Follow-up/rookie question: I am wondering though, how to implement this with JuMP.jl efficiently since the naive approach would be to update the max-flow capacities and solve the model for every snapshot.

But how do I get the derivatives then? I could of course determine them for every snapshot and use some custom implementation to further use them (which is tedious). Also, this linear programming approach with HiGHS.jl takes around 30x longer than the previous approach (Dinic’s algorithm).

Is there maybe an obvious way to aggregate the different snapshot models/solutions into one big JuMP.jl model?

I was thinking you put everything inside one big model (all the flows in all the snapshots)?

I solve the snapshots in parallel (they are independent of each other given the parameters) and then have a cost function which depends on all solutions. That means, I can replace the solution algorithm used in every snapshot easily with a JuMP model. But that is not really what I want, is it?

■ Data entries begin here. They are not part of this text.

Issue #396, opened 2022-07-14
AttributeError: 'PathDistribution' object has no attribute '_normalized_name'


jaraco:
When importlib_metadata introduced the name normalization in PathDistributions starting in v4.3, it introduced a subtle incompatibility in select environments.

In particular, if a provider uses an older importlib metadata (importlib_metadata < 4.3 or importlib.metadata on Python < 3.10), and in that provider they supply PathDistributions, calls to resolve entry points will fail when any distribution doesn't have a `_normalized_name` attribute.

This issue was reported in several issues including:
- pypa/setuptools#3102
- pypa/setuptools#3319
- pypa/setuptools#3452

Perhaps importlib_metadata should provide a compatibility shim to honor name normalization in distributions not supplying it (or at least not crash).

jaraco:
Fixed in #397 and scheduled for release in 4.13.0.

PR #397, opened 2022-07-18
Add compatibility for `PathDistributions` implemented with stdlib objects in Python 3.8/3.9

abravalheri:
This is an attempt to solve #396.

Changes:

- Added tests in 3.8/3.9 capturing expectations about custom `MetaPathFinder`s returning `PathDistribution` objects directly from stdlib.
- Added compatibility shim for `_normalized_name` during entry-point fetching
- Added compatibility shim from `EntryPoint.matches` during entry-point fetching

### DIFF
--- a/.github/workflows/main.yml
+++ b/.github/workflows/main.yml
@@ -16,6 +16,11 @@ jobs:
         - ubuntu-latest
         - macos-latest
         - windows-latest
+        include:
+        - platform: ubuntu-latest
+          python: ~3.8.0-0
+        - platform: ubuntu-latest
+          python: ~3.9.0-0
     runs-on: ${{ matrix.platform }}
     steps:
       - uses: actions/checkout@v3
--- a/CHANGES.rst
+++ b/CHANGES.rst
@@ -1,3 +1,9 @@
+v4.13.0
+=======
+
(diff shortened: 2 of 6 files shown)


jaraco:
This looks good. I think I'd like to extract the compatibility shims into a module like `py39compat` or similar and make that behavior degenerate on Python 3.10+ so that when the future arrives, it's obvious what functionality needs to be removed... and so that functionality can be removed from the stdlib port right away. Similar for the tests. Let me know if that's something you wish to work on or something you'd like me to tackle.

abravalheri:
Thank you very much for the review Jason.

I tried to separate the files as you suggested[^1]. Please let me know if you had something different in mind.

[^1]: I had to use some tricks to avoid circular imports, please let me know if you have a different strategy that you would prefer.

jaraco:
>     1. I had to use some tricks to avoid circular imports, please let me know if you have a different strategy that you would prefer. [↩](#user-content-fnref-1-d69472787ca512b8674691a1b0baa186)

Oh, geez. I can see these issues must have been annoying. Thanks for tackling this concern - it will help future maintainers and ease integration into CPython.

My bad, I had not realized the snapshots were independent. Then yes you can solve them in parallel, each with its own JuMP model, and then sum the solution. When you compute a gradient, DiffOpt.jl will backpropagate through every single model. It may not be very fast, but it will give you the right derivatives.

Differentiating through Dinic’s algorithm is another challenge entirely. If you can manage to write a simple optimality condition, we may be able to make it work with ImplicitDifferentiation.jl, but I don’t know how feasible that is

Say our capacity-to-flow function is y(x). For implicit differentiation, I need the optimality of a flow to be expressed by a set of conditions c(y, x) = 0. In the case of Dinic’s algorithm, it comes down to expressing “there is no blocking flow” as “some vector that is a function of the capacities and the current flow equals 0”. If you can write c as a Julia function that is differentiable, I’ll help you with the rest

As @gdalle mentioned, one option is the DiffOpt route which will work.

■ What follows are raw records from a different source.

PR #399, opened 2022-07-30
Clarify import vs. distribution packages in Using importlib_metadata docs

### LINKED ISSUE #398: Docs do not always clearly distinguish between import vs distribution packages
As [discussed on the Python Discourse](https://discuss.python.org/t/dynamic-versions-in-editable-installations/15220/44), the [Using importlib_metadata documentation](https://importlib-metadata.readthedocs.io/en/latest/using.html) and its [CPython equivalent](https://docs.python.org/3.12/library/importlib.metadata.html) do not always clearly distinguish between [import packages](https://packaging.python.org/en/latest/glossary/#term-Import-Package) and [distribution packages](https://packaging.python.org/en/latest/glossary/#term-Distribution-Package), leading to user confusion.

Therefore, these terms should be clarified, used consistently (avoiding the ambiguous unqualified "package") and linked to their PyPA glossary entries. Furthermore, an admonition specifically calling this out and suggesting users use `package_distributions()` to map between them would be helpful.

CAM-Gerlach:
As [requested on the Python Discourse](https://discuss.python.org/t/dynamic-versions-in-editable-installations/15220/46), addresses #398 (import vs. distribution packages not being clear) by:

* Using "distribution package"/"import package" on first use in each section
* Disambiguating the unqualified term "package" (preferring "distribution" and "import package", respectively) [^unsure]
* Linking the terms to the PyPA glossary once on first use in each section they are used in [^termlinks]
* Adding an admonition at the top explicitly calling out the differences and referring the reader to the `package_distributions()` function to map between them

Additionally, this incorporates a couple required/directly related changes:

* Fix a few grammar/textual problems on already-modified lines
* Add an intersphinx mapping to packaging.python.org to properly reference the terms and specs there [^intersphinx]
* Also uses such to reference the canonical, self-contained, up to date [Core metadata spec]() rather than an old, incremental, historical PEP. [^coremetadata]

Fix #398

Reviewer notes:

[^unsure]: I'm not 100% sure myself about the disambiguations in the highly technical ``Extending the search algorithm`` Explanation—please check to confirm I've gotten them correct.

[^termlinks]: So readers don't have to go hunting through other sections to find them, if they do so at all

[^intersphinx]:  If this needs to go in your skeleton, I can submit a PR there, drop that commit here and rebase accordingly once that is updated. Also, I was confused by some were written as dict literals, and some were added with `dict.update`, with no obvious or stated reason—I though it might have to do with the former being from your skeleton and the latter being local, but your skeleton looks identical, so I'm not sure what's going on or where packaging.python.org. Please advise and I'll be happy to add it in whichever manner is appropriate.

[^coremetadata]: If required, I can pull this out to a separate followup PR, though it is small enough I just added it here to avoid extra overhead on both our parts.

### DIFF
--- a/docs/using.rst
+++ b/docs/using.rst
@@ -4,21 +4,23 @@
  Using :mod:`!importlib_metadata`
 =================================
 
-``importlib_metadata`` is a library that provides access to installed
-package metadata, such as its entry points or its
-top-level name.  Built in part on Python's import system, this library
+``importlib_metadata`` is a library that provides access to
+the metadata of an installed distribution package, such as its entry points
+or its top-level import package name.
+Built in part on Python's import system, this library
 intends to replace similar functionality in the `entry point
 API`_ and `metadata API`_ of ``pkg_resources``.  Along with
 :mod:`importlib.resources`,
 this package can eliminate the need to use the older and less efficient
 ``pkg_resources`` package.
 
-By "installed package" we generally mean a third-party package installed into
-Python's ``site-packages`` directory via tools such as `pip
+By "installed package", we generally mean a third-party distribution package
+installed into Python's ``site-packages`` directory via tools such as `pip
 <https://pypi.org/project/pip/>`_.  Specifically,
-it means a package with either a discoverable ``dist-info`` or ``egg-info``
+it means a distribution with either a discoverable ``dist-info`` or ``egg-info``
 directory, and metadata defined by :pep:`566` or its older specifications.
-By default, package metadata can live on the file system or in zip archives on
+By default, distribution metadata can live on the file system
+or in zip archives on
 :data:`sys.path`.  Through an extension mechanism, the metadata can live almost
 anywhere.
 
@@ -33,7 +35,8 @@ anywhere.
 Overview
 ========
 
-Let's say you wanted to get the version string for a package you've installed
+Let's say you wanted to get the version string for a
+distribution package you've installed
 using ``pip``.  We start by creating a virtual environment and installing
 something into it::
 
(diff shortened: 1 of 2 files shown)


docs/using.rst
```diff
@@ -4,21 +4,39 @@
  Using :mod:`!importlib_metadata`
 =================================
 
-``importlib_metadata`` is a library that provides access to installed
-package metadata, such as its entry points or its
-top-level name.  Built in part on Python's import system, this library
+``importlib_metadata`` is a library that provides access to
+the metadata of an installed :term:`packaging:Distribution Package`,
+such as its entry points
+or its top-level :term:`packaging:Import Package` name.
```
jaraco, line 10: This phrasing is misleading, suggesting that a distribution package has exactly one import package, when a distribution package may have any number of package names (including none) and may also contain names of modules supplied by the distribution package. Maybe just "top-level names" would be more accurate.

jaraco (approved):
Looks good to me. Just one question.

docs/using.rst
jaraco:
```suggestion
or its top-level names (:term:`packaging:Import Package`s, modules, if any).
```

CAM-Gerlach:
Hey @jaraco sorry for missing this and thanks for taking care of it; I was extremely busy for the Artemis 1 launch attempts during this time and then must have accidentally dismissed it (I believe I mistakenly thought it was a different unrelated issue rather than this PR). You shouldn't have to, but in the future you're welcome to give me a ping on Discord, etc. just in case I miss something like this in the future, so you don't have to wait around for a month and then have to do it yourself. Thanks!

I am not sure whether your function depends on the value of the maximum flow (the scalar amount of flow from source to sink) or on the value of the flow in the graph (the vector of flows associated with each edge).

If the former, you can do something much simpler:

You have a problem with a very particular structure here and can use LP duality to derive the derivative you want.

Namely, calling v(c) the optimal value with the given capacity, LP sensitivity gives you that: \mathrm{d} v = y \cdot \mathrm{d} c, where y is the optimal dual solution.

In the case of maxflow, this dual solution can be obtained without an LP solver, it’s a minimum s-t cut corresponding to the flow you obtained. You can compute this cut easily from the flow solution, the cut is a subset of the edges that are saturated and separate s from t.

What’s the gradient of the maxflow now? 0 for any edge that is not saturated, one for the others, since reducing the capacity of a saturated edge directly reduces the maximum amount of flow. Note that the gradient is well-defined (the limit is the same when perturbing the capacity up or down) only if the minimum cut is unique, you can construct counterexamples otherwise with two paths from s to t, one has two saturated edges, the other one a single one.

Hope this helps!

Thanks for this idea! However my function indeed depends on the latter.